Saved entries
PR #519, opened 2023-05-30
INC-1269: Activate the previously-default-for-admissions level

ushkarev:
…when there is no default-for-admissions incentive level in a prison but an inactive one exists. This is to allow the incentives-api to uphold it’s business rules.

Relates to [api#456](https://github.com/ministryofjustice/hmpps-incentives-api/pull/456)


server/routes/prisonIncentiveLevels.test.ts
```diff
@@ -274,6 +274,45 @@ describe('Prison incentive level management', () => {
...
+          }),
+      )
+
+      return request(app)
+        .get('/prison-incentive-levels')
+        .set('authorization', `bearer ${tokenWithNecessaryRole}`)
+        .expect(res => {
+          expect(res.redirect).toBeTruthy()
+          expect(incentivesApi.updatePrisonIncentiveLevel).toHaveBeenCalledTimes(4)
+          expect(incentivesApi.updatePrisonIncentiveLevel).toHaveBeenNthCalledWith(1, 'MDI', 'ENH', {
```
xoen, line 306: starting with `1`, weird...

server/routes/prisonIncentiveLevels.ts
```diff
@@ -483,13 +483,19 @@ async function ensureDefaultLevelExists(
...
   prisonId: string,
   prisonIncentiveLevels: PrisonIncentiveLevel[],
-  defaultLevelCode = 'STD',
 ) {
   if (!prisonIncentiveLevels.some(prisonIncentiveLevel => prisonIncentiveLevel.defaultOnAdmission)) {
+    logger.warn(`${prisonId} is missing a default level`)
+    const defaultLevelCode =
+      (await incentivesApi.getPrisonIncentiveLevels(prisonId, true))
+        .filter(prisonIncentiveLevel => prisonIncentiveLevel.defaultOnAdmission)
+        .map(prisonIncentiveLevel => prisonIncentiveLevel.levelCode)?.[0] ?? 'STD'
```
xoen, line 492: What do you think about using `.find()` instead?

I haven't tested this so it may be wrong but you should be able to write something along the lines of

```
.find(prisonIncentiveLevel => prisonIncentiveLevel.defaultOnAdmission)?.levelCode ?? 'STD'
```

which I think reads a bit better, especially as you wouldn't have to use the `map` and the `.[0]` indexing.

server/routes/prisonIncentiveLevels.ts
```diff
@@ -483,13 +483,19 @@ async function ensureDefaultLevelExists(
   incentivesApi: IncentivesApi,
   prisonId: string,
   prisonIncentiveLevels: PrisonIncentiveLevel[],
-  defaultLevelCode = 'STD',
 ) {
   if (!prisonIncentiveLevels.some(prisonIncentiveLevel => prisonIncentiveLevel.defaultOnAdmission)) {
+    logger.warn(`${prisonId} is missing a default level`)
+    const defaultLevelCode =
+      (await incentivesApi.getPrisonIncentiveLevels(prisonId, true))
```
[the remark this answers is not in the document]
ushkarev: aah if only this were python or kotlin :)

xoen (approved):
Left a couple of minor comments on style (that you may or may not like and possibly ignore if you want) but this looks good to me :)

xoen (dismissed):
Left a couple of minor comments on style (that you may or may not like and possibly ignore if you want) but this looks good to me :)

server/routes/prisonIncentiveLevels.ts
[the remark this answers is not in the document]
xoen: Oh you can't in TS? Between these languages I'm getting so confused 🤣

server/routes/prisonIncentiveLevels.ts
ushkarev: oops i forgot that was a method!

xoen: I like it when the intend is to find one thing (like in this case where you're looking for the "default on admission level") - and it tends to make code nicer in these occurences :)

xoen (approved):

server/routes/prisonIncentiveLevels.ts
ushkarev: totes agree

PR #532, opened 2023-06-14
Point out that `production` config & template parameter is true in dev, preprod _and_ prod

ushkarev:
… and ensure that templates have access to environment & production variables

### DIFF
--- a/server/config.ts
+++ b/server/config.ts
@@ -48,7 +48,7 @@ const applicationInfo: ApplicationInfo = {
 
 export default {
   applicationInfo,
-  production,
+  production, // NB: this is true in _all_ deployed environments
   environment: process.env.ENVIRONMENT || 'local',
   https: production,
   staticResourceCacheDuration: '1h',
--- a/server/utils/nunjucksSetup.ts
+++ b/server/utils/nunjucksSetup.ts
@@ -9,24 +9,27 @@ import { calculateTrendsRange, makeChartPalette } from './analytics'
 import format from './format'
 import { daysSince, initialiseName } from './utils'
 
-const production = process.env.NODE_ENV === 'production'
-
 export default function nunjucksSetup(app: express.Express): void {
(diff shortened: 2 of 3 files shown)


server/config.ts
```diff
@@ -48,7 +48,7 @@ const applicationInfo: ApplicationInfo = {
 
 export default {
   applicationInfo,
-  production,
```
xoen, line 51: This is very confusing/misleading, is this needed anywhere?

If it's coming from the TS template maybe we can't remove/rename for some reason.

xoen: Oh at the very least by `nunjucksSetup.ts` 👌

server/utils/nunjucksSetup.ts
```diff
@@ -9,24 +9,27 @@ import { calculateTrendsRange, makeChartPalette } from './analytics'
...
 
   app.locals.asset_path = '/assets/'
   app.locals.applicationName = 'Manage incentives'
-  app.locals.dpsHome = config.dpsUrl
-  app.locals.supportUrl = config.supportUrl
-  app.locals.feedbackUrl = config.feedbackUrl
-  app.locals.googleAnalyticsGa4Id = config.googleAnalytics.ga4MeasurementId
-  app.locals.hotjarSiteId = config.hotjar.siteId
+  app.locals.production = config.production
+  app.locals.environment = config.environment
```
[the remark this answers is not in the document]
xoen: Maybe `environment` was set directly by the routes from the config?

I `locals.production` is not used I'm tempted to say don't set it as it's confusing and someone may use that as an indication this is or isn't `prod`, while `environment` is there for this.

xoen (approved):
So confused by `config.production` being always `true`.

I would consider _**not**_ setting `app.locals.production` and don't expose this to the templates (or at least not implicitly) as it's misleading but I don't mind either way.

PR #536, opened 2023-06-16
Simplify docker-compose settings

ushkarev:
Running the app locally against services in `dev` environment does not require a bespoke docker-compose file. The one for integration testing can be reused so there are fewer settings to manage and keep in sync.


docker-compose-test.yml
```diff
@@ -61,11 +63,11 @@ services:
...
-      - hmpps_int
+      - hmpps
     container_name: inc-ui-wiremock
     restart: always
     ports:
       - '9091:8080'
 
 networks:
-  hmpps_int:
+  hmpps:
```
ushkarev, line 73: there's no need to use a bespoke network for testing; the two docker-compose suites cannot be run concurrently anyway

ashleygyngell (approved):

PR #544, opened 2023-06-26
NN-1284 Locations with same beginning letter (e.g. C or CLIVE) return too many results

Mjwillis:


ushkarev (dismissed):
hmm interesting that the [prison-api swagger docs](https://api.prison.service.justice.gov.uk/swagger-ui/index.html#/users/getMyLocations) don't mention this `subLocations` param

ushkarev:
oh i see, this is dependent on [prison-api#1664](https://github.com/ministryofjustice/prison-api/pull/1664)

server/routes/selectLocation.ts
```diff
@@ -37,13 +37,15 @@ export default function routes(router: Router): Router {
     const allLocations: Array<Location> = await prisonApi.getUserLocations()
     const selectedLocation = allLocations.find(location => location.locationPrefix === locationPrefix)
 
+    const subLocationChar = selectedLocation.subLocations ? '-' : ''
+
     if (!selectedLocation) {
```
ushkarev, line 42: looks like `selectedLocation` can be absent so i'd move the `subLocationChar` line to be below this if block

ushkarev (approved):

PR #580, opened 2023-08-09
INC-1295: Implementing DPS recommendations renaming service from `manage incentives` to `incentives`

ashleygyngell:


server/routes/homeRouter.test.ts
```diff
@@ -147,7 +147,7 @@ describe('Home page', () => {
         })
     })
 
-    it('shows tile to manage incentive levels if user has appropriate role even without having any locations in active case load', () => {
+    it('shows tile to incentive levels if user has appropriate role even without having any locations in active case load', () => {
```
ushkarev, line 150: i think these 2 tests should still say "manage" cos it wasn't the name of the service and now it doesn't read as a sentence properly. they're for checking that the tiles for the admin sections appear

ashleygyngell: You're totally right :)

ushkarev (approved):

- WORK TASK -
Copy the entries above exactly, but only from the line holding "So confused by" through the line holding "Running the app", both included.

- RESPONSE FOR THIS EXERCISE -
So confused by `config.production` being always `true`.

I would consider _**not**_ setting `app.locals.production` and don't expose this to the templates (or at least not implicitly) as it's misleading but I don't mind either way.

PR #536, opened 2023-06-16
Simplify docker-compose settings

ushkarev:
Running the app locally against services in `dev` environment does not require a bespoke docker-compose file. The one for integration testing can be reused so there are fewer settings to manage and keep in sync.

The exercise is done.